The pressure to publish or damage has led some troubled researchers to pay fake papers to fill out their CV.
Worse, some of these fake papers are being published in reputable scientific journals.
A computer program designed to detect this type of research shows that many continue to repeat what their peers are doing.
The study was published as a pre-printed paper and is awaiting peer review, but if the results are confirmed, they are very concerning.
Using artificial intelligence, researchers trained a computer to look for several red flags that are often seen in fraudulent papers submitted to scientific journals.

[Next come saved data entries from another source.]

PR #19, opened 2020-11-08
feat: Added default example values to schemas

fe51:
This little PR adds default example values to schemas by adding example parameters in classes from schemas.py.

I don't know whether or not to add examples for the fields ids, dates and token. What do you think? 

Also, I am wondering if we should add description to  field. 

image

Feedbacks are welcome

### DIFF
--- a/src/app/api/schemas.py
+++ b/src/app/api/schemas.py
@@ -163,7 +163,7 @@ class AlertIn(BaseModel):
     lat: float = Field(..., gt=-90, lt=90, example=48.654321)
     lon: float = Field(..., gt=-180, lt=180, example=2.654321)
     type: AlertType = AlertType.start
-    is_acknowledged: bool = False
+    is_acknowledged: bool = Field(False, example=False)
 
 
 class AlertOut(AlertIn, _CreatedAt):
--- a/src/app/api/schemas.py
+++ b/src/app/api/schemas.py
@@ -62,7 +62,7 @@ class AccessRead(AccessBase):
 
 
 class Token(BaseModel):
-    access_token: str = Field(..., example="eyJhbGciOiJIUzI1NiIsInR5cCI6IkpXVCJ9.eyJzdWIiOiIxIiwic2NvcGVzIjpbImFkbWluIl0sImV4cCI6MTYwNDg0NTAyNH0.423fgFGTfttrvU6D1k7vF92hH5Flcd9LkvaJHCGFYd8E")
+    access_token: str = Field(..., example="eyJhbGciOiJIUzI1NiIsInR5cCI6IkpXVCJ9.423fgFGTfttrvU6D1k7vF92hH5vaJHCGFYd8E")
     token_type: str = Field(..., example="bearer")
 
 
@@ -99,7 +99,7 @@ class DeviceIn(BaseModel):
     owner_id: int = Field(..., gt=0)
     specs: str = Field(..., min_length=3, max_length=100)
     elevation: float = Field(None, gt=0., lt=10000, example=1582)
-    lat: float = Field(None, gt=-90, lt=90, example = 44.123456)
+    lat: float = Field(None, gt=-90, lt=90, example=44.123456)
     lon: float = Field(None, gt=-180, lt=180, example=4.123456)
     yaw: float = Field(None, gt=-180, lt=180, example=110)
     pitch: float = Field(None, gt=-90, lt=90, example=-5)
@@ -111,7 +111,7 @@ class DeviceAuth(DeviceIn):
     scopes: Optional[str] = "device"
 
     class Config:
-        schema_extra = { "example": {
+        schema_extra = {"example": {
             "password": "PickARobustOne",
             "scopes": "device"}}
 
--- a/src/app/api/schemas.py
+++ b/src/app/api/schemas.py
@@ -163,7 +163,7 @@ class AlertIn(BaseModel):
     lat: float = Field(..., gt=-90, lt=90, example=48.654321)
     lon: float = Field(..., gt=-180, lt=180, example=2.654321)
     type: AlertType = AlertType.start
-    is_acknowledged: bool = Field(False, example=False)
+    is_acknowledged: bool = Field(False)
 
 
 class AlertOut(AlertIn, _CreatedAt):
--- a/src/app/api/schemas.py
+++ b/src/app/api/schemas.py
@@ -17,12 +17,12 @@ class _CreatedAt(BaseModel):
 
 # Abstract information about a user
 class UserInfo(BaseModel):
-    username: str = Field(..., min_length=3, max_length=50)
+    username: str = Field(..., min_length=3, max_length=50, example="JohnDoe")
 
 
 # Sensitive information about the user
 class Cred(BaseModel):
-    password: str
+    password: str = Field(..., example="PickARobustOne")
 
 
 class CredHash(BaseModel):
@@ -45,12 +45,12 @@ class UserCreation(UserInfo):
 
 
 class AccessBase(BaseModel):
-    login: str = Field(..., min_length=3, max_length=50)
-    scopes: str
+    login: str = Field(..., min_length=3, max_length=50, example="JohnDoe")
+    scopes: str = Field(..., example="me")
 
 
 class AccessAuth(AccessBase):
-    password: str
+    password: str = Field(..., example="PickARobustOne")
 
 
 class AccessCreation(AccessBase):
@@ -62,8 +62,8 @@ class AccessRead(AccessBase):
 
 
 class Token(BaseModel):
-    access_token: str
-    token_type: str
+    access_token: str = Field(..., example="eyJhbGciOiJIUzI1NiIsInR5cCI6IkpXVCJ9.eyJzdWIiOiIxIiwic2NvcGVzIjpbImFkbWluIl0sImV4cCI6MTYwNDg0NTAyNH0.423fgFGTfttrvU6D1k7vF92hH5Flcd9LkvaJHCGFYd8E")
+    token_type: str = Field(..., example="bearer")
 
 
 class TokenPayload(BaseModel):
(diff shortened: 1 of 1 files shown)


src/app/api/schemas.py
```diff
@@ -45,12 +45,12 @@ class UserCreation(UserInfo):
```
florianriche, line 45: Add example to "scope" in UserAuth

src/app/api/schemas.py
```diff
@@ -95,21 +95,26 @@ class EventOut(EventIn, _CreatedAt):
...
+    pitch: float = Field(None, gt=-90, lt=90, example=-5)
     last_ping: datetime = None
 
 
 class DeviceAuth(DeviceIn):
     password: str
     scopes: Optional[str] = "device"
 
+    class Config:
+        schema_extra = {"example": {
```
florianriche, line 114: Add fields from DeviceIn

jeanpasquier75 (approved):
Great feature for documentation ! Except for the few fields forgotten as Florian said it looks good to me 👍

src/app/api/schemas.py
```diff
@@ -95,21 +95,26 @@ class EventOut(EventIn, _CreatedAt):
 
 
 class DeviceIn(BaseModel):
-    name: str = Field(..., min_length=3, max_length=50)
+    name: str = Field(..., min_length=3, max_length=50, example="pyronearEngine51")
     owner_id: int = Field(..., gt=0)
     specs: str = Field(..., min_length=3, max_length=100)
```
frgfm, line 100: Perhaps some examples on ̀owner_id`and `specs` while you're at it?

src/app/api/schemas.py
```diff
@@ -83,8 +83,8 @@ class SiteOut(SiteIn, _CreatedAt):
 
 
 class EventIn(BaseModel):
-    lat: float = Field(..., gt=-90, lt=90)
-    lon: float = Field(..., gt=-180, lt=180)
+    lat: float = Field(..., gt=-90, lt=90, example=44.765181)
+    lon: float = Field(..., gt=-180, lt=180, exempl=4.514880)
     type: EventType = EventType.wildfire
     end_ts: datetime = None
     start_ts: datetime = None
```
frgfm, line 90: missing examples over here

src/app/api/schemas.py
```diff
@@ -95,21 +95,26 @@ class EventOut(EventIn, _CreatedAt):
...
+    elevation: float = Field(None, gt=0., lt=10000, example=1582)
+    lat: float = Field(None, gt=-90, lt=90, example=44.123456)
+    lon: float = Field(None, gt=-180, lt=180, example=4.123456)
+    yaw: float = Field(None, gt=-180, lt=180, example=110)
+    pitch: float = Field(None, gt=-90, lt=90, example=-5)
     last_ping: datetime = None
 
 
 class DeviceAuth(DeviceIn):
     password: str
```
frgfm, line 110: could you add the validator and an example over here please?

src/app/api/schemas.py
```diff
@@ -95,21 +95,26 @@ class EventOut(EventIn, _CreatedAt):
...
     scopes: Optional[str] = "device"
 
+    class Config:
+        schema_extra = {"example": {
+            "password": "PickARobustOne",
+            "scopes": "device"}}
+
 
 class DeviceCreation(DeviceIn):
     access_id: int = Field(..., gt=0)
```
frgfm, line 120: missing example here

src/app/api/schemas.py
```diff
@@ -143,11 +148,11 @@ class MediaOut(MediaIn, _CreatedAt):
 class InstallationIn(BaseModel):
     device_id: int = Field(..., gt=0)
     site_id: int = Field(..., gt=0)
```
frgfm, line 150: over here too

src/app/api/schemas.py
```diff
@@ -143,11 +148,11 @@ class MediaOut(MediaIn, _CreatedAt):
...
-    lon: float = Field(..., gt=-180, lt=180)
-    yaw: float = Field(..., gt=-180, lt=180)
-    pitch: float = Field(..., gt=-90, lt=90)
+    elevation: float = Field(..., gt=0., lt=10000, example=1110)
+    lat: float = Field(..., gt=-90, lt=90, example=48.8534)
+    lon: float = Field(..., gt=-180, lt=180, example=2.3488)
+    yaw: float = Field(..., gt=-180, lt=180, example=42)
+    pitch: float = Field(..., gt=-90, lt=90, example=16)
     start_ts: datetime = None
     end_ts: datetime = None
```
frgfm, line 157: over there

src/app/api/schemas.py
```diff
@@ -160,8 +165,8 @@ class AlertIn(BaseModel):
     device_id: int = Field(..., gt=0)
     event_id: int = Field(..., gt=0)
     media_id: int = Field(None, gt=0)
-    lat: float = Field(..., gt=-90, lt=90)
-    lon: float = Field(..., gt=-180, lt=180)
+    lat: float = Field(..., gt=-90, lt=90, example=48.654321)
+    lon: float = Field(..., gt=-180, lt=180, example=2.654321)
     type: AlertType = AlertType.start
     is_acknowledged: bool = False
```
frgfm, line 171: over here

src/app/api/schemas.py
```diff
@@ -160,8 +165,8 @@ class AlertIn(BaseModel):
     device_id: int = Field(..., gt=0)
     event_id: int = Field(..., gt=0)
     media_id: int = Field(None, gt=0)
```
frgfm, line 167: here too

frgfm (commented):
Thanks a lot for the PR!
Would be even better if you could an example to some fields that are missing it, but it is fine by me as is!

src/app/api/schemas.py
fe51: thanks, I have indeed forgotten "specs" !

For all ids, I was wondering if it is usefull to generate some because, there is a defaut id 0 when doc is generated.  I will add some examples then

src/app/api/schemas.py
fe51: same as for ids, because dates are filled with now() in docs, I have not add some at first. But I can add some examples dates, will make it clearer !

frgfm: Oh you're right, ignore my previous comment then!

fe51:
I think we are good now.

src/app/api/schemas.py
```diff
@@ -36,7 +36,7 @@ class UserRead(UserInfo, _CreatedAt):
 
 # Authentication request
 class UserAuth(UserInfo, Cred):
-    scopes: Optional[str] = "me"
+    scopes: str = Field("me", example="me")
```
frgfm, line 39: I think the `Optional[str]`should be preserved here?

src/app/api/schemas.py
```diff
@@ -95,20 +95,20 @@ class EventOut(EventIn, _CreatedAt):
...
-    lon: float = Field(None, gt=-180, lt=180)
-    yaw: float = Field(None, gt=-180, lt=180)
-    pitch: float = Field(None, gt=-90, lt=90)
+    specs: str = Field(..., min_length=3, max_length=100, example="systemV0.1")
+    elevation: float = Field(None, gt=0., lt=10000, example=1582)
+    lat: float = Field(None, gt=-90, lt=90, example=44.123456)
+    lon: float = Field(None, gt=-180, lt=180, example=4.123456)
+    yaw: float = Field(None, gt=-180, lt=180, example=110)
+    pitch: float = Field(None, gt=-90, lt=90, example=-5)
     last_ping: datetime = None
```
frgfm, line 106: Should we make this fields as `Optional` using typing?

src/app/api/schemas.py
```diff
@@ -95,20 +95,20 @@ class EventOut(EventIn, _CreatedAt):
...
 
 
 class DeviceAuth(DeviceIn):
-    password: str
-    scopes: Optional[str] = "device"
+    password: str = Field(..., example="PickARobustOne")
+    scopes: str = Field("device", example="device")
```
frgfm, line 111: `Optional[str]` should be kept here, I think

src/app/api/schemas.py
```diff
@@ -120,11 +120,11 @@ class DeviceOut(DeviceIn, _CreatedAt):
...
-    elevation: float = Field(None, ge=0., lt=10000)
-    lat: float = Field(None, gt=-90, lt=90)
-    lon: float = Field(None, gt=-180, lt=180)
-    yaw: float = Field(None, gt=-180, lt=180)
-    pitch: float = Field(None, gt=-90, lt=90)
+    elevation: float = Field(None, ge=0., lt=10000, example=855)
+    lat: float = Field(None, gt=-90, lt=90, example=48.8534)
+    lon: float = Field(None, gt=-180, lt=180, example=2.3488)
+    yaw: float = Field(None, gt=-180, lt=180, example=10)
+    pitch: float = Field(None, gt=-90, lt=90, example=-7)
```
frgfm, line 127: same question here, perhaps typing those as `Optional` could be good

src/app/api/schemas.py
```diff
@@ -160,10 +160,10 @@ class AlertIn(BaseModel):
     device_id: int = Field(..., gt=0)
     event_id: int = Field(..., gt=0)
     media_id: int = Field(None, gt=0)
-    lat: float = Field(..., gt=-90, lt=90)
-    lon: float = Field(..., gt=-180, lt=180)
+    lat: float = Field(..., gt=-90, lt=90, example=48.654321)
+    lon: float = Field(..., gt=-180, lt=180, example=2.654321)
     type: AlertType = AlertType.start
-    is_acknowledged: bool = False
+    is_acknowledged: bool = Field(False, example=False)
```
frgfm, line 166: I think I misspoke earlier : since it's typed as bool, I think the example is not required :thinking:

frgfm (commented):
Sorry for the troubles, I still have some comments :sweat_smile:

src/app/api/schemas.py
fe51: As far as I have understood, adding elements instead of ... in field make it optionnal.
https://pydantic-docs.helpmanual.io/usage/schema/

I have tested (I can join screens later), but you can test by yourself inserting some user without scope.

src/app/api/schemas.py
fe51: hum, indeed, I will check without example and remove it if necessary

src/app/api/schemas.py
frgfm: Oh my bad then!

florianriche (approved):

PR #20, opened 2020-11-08
feat: Add media upload capability

florianriche:
### PR description:
This PR handles the logic of uploading media on the API.

First, some routes have been created for the devices to upload medias and alerts. Indeed, to be created, an alert and a media need a device_id but the devices are not supposed to know their own idea. As a consequence we have created routes to create medias and alerts without having to specify the device id.

To upload a media (the real media, not the representation in the DB), we have decided to rely on a cloud service provider bucket service. To achieve that goal, we have added a `bucket_key` field to the Media Table. That field will store the location of the real media in the cloud service Provider. To interact with the cloud service provider, we have implemented an abstract base class and a dummy service provider that does nothing for now but mimics the behavior of a real service.

Finally,  there was no route to link a media to an existing alert. We fix that by adding a new route.

### As a list:
1. `alert/from-device` when the device is sending an alert. No need to specify the device in it
1. `media/from-device` when the device is sending a media. No need to specify the device in it
1. Add a `bucket_key` field to the media schema.
1. Created a `BaseBucketService` abstract class that gives the signature of a class that interact with a bucket service.
1. Created a  `DummyBucketService` that inherits from `BaseBucketService` and just return successful codes.
1. Added a route `media/{media_id}/upload`  to upload a file on the selected cloud providers.
1. `alert/{alert_id}/link-media` to link a media to an alert once a media has been created and /or uploaded.
1. Unit tests


src/app/api/routes/alerts.py
```diff
@@ -13,6 +13,18 @@ async def create_alert(payload: AlertIn):
     return await crud.create_entry(alerts, payload)
 
 
+@router.post("/created-by-device", response_model=AlertOut, status_code=201,
```
frgfm, line 16: Shorter suggestion "/from-device"

src/app/api/routes/alerts.py
```diff
@@ -31,3 +43,18 @@ async def update_alert(payload: AlertIn, alert_id: int = Path(..., gt=0)):
...
 async def delete_alert(alert_id: int = Path(..., gt=0)):
     return await crud.delete_entry(alerts, alert_id)
+
+
+@router.put("/{alert_id}/link-media", response_model=AlertOut)
+async def link_media(payload: AlertMediaId,
+                     alert_id: int = Path(..., gt=0),
+                     current_device: DeviceOut = Security(get_current_device, scopes=["device"])):
+    # Check that alert is linked to this device
+    existing_alert = await crud.fetch_one(alerts, [("id", alert_id), ("device_id", current_device.id)])
```
frgfm, line 53: you might need to merge master with the recent change to query filters ;)

requirements.txt
```diff
@@ -5,6 +5,7 @@ SQLAlchemy>=1.3.12
 python-jose>=3.2.0
 passlib[bcrypt]>=1.7.4
 python-multipart==0.0.5
+boto3
```
frgfm, line 8: for now, we don't need it?

src/app/api/routes/media.py
```diff
@@ -1,9 +1,12 @@
-from typing import List
-from fastapi import APIRouter, Path
+
```
frgfm, line 1: First line can be removed

src/app/api/routes/media.py
```diff
@@ -1,9 +1,12 @@
...
+from fastapi import APIRouter, Path, Security, File, UploadFile, HTTPException
 from app.api import crud
 from app.db import media
-from app.api.schemas import MediaOut, MediaIn
-
+from typing import List
+from app.api.schemas import MediaOut, MediaIn, MediaCreation, DeviceOut, BaseMedia
+from app.api.deps import get_current_device
+from app.services import bucket_service
+from datetime import datetime
```
frgfm, line 9: Better to separate imports of external libraries vs. current package. Perhaps fastapi, typing & datetime at the top?

src/app/api/routes/media.py
```diff
@@ -16,7 +19,21 @@ async def create_media(payload: MediaIn):
     Below, click on "Schema" for more detailed information about arguments
     or "Example Value" to get a concrete idea of arguments
     """
-    return await crud.create_entry(media, payload)
+    bucket_key = hash(datetime.utcnow())
+    return await crud.create_entry(media, MediaCreation(**payload.dict(), bucket_key=bucket_key))
+
+
+@router.post("/created-by-device", response_model=MediaOut, status_code=201,
```
frgfm, line 26: Same here, "/from-device" might be more self explanatory & shorter

src/app/api/routes/media.py
```diff
@@ -49,3 +66,26 @@ async def delete_media(media_id: int = Path(..., gt=0)):
     Based on a media_id, deletes the given media
     """
     return await crud.delete_entry(media, media_id)
+
+
+@router.post("/{media_id}/upload_file", response_model=MediaOut, status_code=200)
```
frgfm, line 71: "/upload" is already a long route name I think :)

src/app/api/routes/media.py
```diff
@@ -49,3 +66,26 @@ async def delete_media(media_id: int = Path(..., gt=0)):
...
+async def upload_media(media_id: int = Path(..., gt=0),
+                       file: UploadFile = File(...),
+                       current_device: DeviceOut = Security(get_current_device, scopes=["device"])):
+    existing_media = await crud.fetch_one(media, [("id", media_id), ("device_id", current_device.id)])
```
frgfm, line 75: query filters to update afeter merging master here

src/app/api/routes/media.py
```diff
@@ -49,3 +66,26 @@ async def delete_media(media_id: int = Path(..., gt=0)):
...
+    if existing_media is None:
+        raise HTTPException(
+            status_code=400,
+            detail="Permission denied"
+        )
+
+    bucket_key = existing_media["bucket_key"]
+    upload_success = await bucket_service.upload_file(bucket_name="mypyroneartest",
```
frgfm, line 83: shoud we put the bucketname in the config?

src/app/services/__init__.py
```diff
@@ -0,0 +1 @@
+from .services import *
```
frgfm, line 1: we might want to specify the `__all__` attribute in ̀services.py` if we do this

src/app/services/services.py
```diff
@@ -0,0 +1,5 @@
+from app.services.bucket.s3 import S3Service
+from app.services.bucket.baseBucketService import BaseBucketService
+
+bucket_service = S3Service()
+assert isinstance(bucket_service, BaseBucketService), "selected service is not an instance of BaseBucketService"
```
frgfm, line 5: Is this for debug?

frgfm (commented):
Thanks for the PR!
A few questions in the comments, also perhaps it's best to split the PR: this one about updating the media key, and doing a sterilized upload. And another, adding bucket service options?

requirements.txt
florianriche: It's is used by the S3 demonstrator. I would keep it and remove it later hen we won't rely on s3 anymore.

src/app/api/routes/media.py
florianriche: good point. Done

src/app/services/services.py
florianriche: It is to make sure the selected bucket service inherits from ̀BaseBucketService`. 
As python is not typed; I don't know how to do it in another way. But if you have a suggestion, I would be glad to hear it, I might have overlooked a very simple solution.

florianriche:
Is there an easy way in Github to split the PR besides reverting some of the commits and creating a new PR afterwards?

src/app/services/services.py
frgfm: But I'm not sure we need to :sweat_smile: 
Since you create your `bucket_service` with a class that inherits from BaseBucketService, I'm not seeing why we need to ?
If someone does create the bucket_service another way, then they won't be able to call its methods properly. But that makes sense. That check would be good to put in our tests, but I don't see it as something to put in this module

florianriche: Haha indeed. I moved it to a unitTest

frgfm:
> Is there an easy way in Github to split the PR besides reverting some of the commits and creating a new PR afterwards?

Unfortunately, to the best of my knowledge, no :cry: 

But if you don't feel like it, perhaps you can edit the PR description and clean the rest so that there is a double goal here:
- add key field + upload related routes (sterilize them by only updating the key, not actual upload for now)
- add a basic bucket management module

src/app/services/bucket/dummyBucketService.py
```diff
@@ -0,0 +1,19 @@
+from app.services.bucket.baseBucketService import BaseBucketService
+
+
+class DummyBucketService(BaseBucketService):
+    def __init__(self):
+        """Dummy class used for testing purpose.
+        """
+
+    async def create_bucket(self, bucket_name):
+        return True
```
frgfm, line 10: Didn't pay attention to that one before, perhaps it would be safer to remove this method?
I mean we can do this on the CSP administration platform, and adding this could mean that our monthly bill could multiply if someone calls the wrong method :sweat_smile:

src/app/services/bucket/baseBucketService.py
```diff
@@ -0,0 +1,21 @@
+from abc import ABC
+from abc import abstractmethod
+
+
+class BaseBucketService(ABC):
+    """Abstract BucketService class to setup an interface regardless of the actual service."""
+
+    def __init__(self):
+        super().__init__()
```
frgfm, line 9: I think you don't need to override this considering you're using it exactly as the inherited constructor!

src/app/services/bucket/dummyBucketService.py
```diff
@@ -0,0 +1,16 @@
+from app.services.bucket.baseBucketService import BaseBucketService
+
+
+class DummyBucketService(BaseBucketService):
+    def __init__(self):
+        """Dummy class used for testing purpose.
+        """
```
frgfm, line 7: Same here, no need to specify the constructor

And also, for class docstring, it's better to put it before (outside) the constructor. Automatic documentation system won't catch it if it's placed in the constructor

frgfm (commented):
Just a few nitpicking comments (sorry :sweat_smile: ) and it's all good!

frgfm (approved):
Thanks a lot!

After the tool was able to pick out red flags with 90 percent accuracy, it was used to include nearly 5,000 neuroscience and medical papers published in 2020.
The tool listed 28 percent as manufactured or painted.
If this applied to all 1.3 million biomedical papers published in 2020, more than 300,000 would have been identified.
Not all of these flags are false, but they help identify more suspicious studies that should be looked at more closely by reviewers.
Out of every 100 papers with red flags for the new tool, about 63 were false, and 37 were true.
Psychologist Bernhard Sabel from the Otto-von-Guericke University of Magdeburg in Germany is one of the study’s lead authors and editor of the neurology journal.
He, like many others, has been struggling with the recent rise of fake papers. But even Sabel was surprised by the initial numbers of his instrument.
“It’s hard to believe,” he said Science.
Sabel and her colleagues are blaming the ‘paper makers’ for this fraud. Paper machines advertise themselves as ‘educational support’ services, but in reality, they use AI to develop and sell fake news to researchers.
The prices of counterfeit papers can range from US$1,000 to US$25,000.
The quality of these studies is often poor but sufficient to merit peer review, even in established journals.
Publishers know that this is a big issue that damages their reputation. Scientists have also persuaded the media to accept false papers to explain the problem.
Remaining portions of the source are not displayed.